The records are given next. Repeat each one exactly.

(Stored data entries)
━━━━

PR #500, opened 2022-01-03
Correct and simplify tiles calculation

master-of-zen:
Correctly using log2. convertion to u32 should floor.
Less total lines


master-of-zen:
Looks good to me

redzic (approved):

━━━━

* Problem solution
PR #500, opened 2022-01-03
Correct and simplify tiles calculation

master-of-zen:
Correctly using log2. convertion to u32 should floor.
Less total lines


master-of-zen:
Looks good to me

redzic (approved):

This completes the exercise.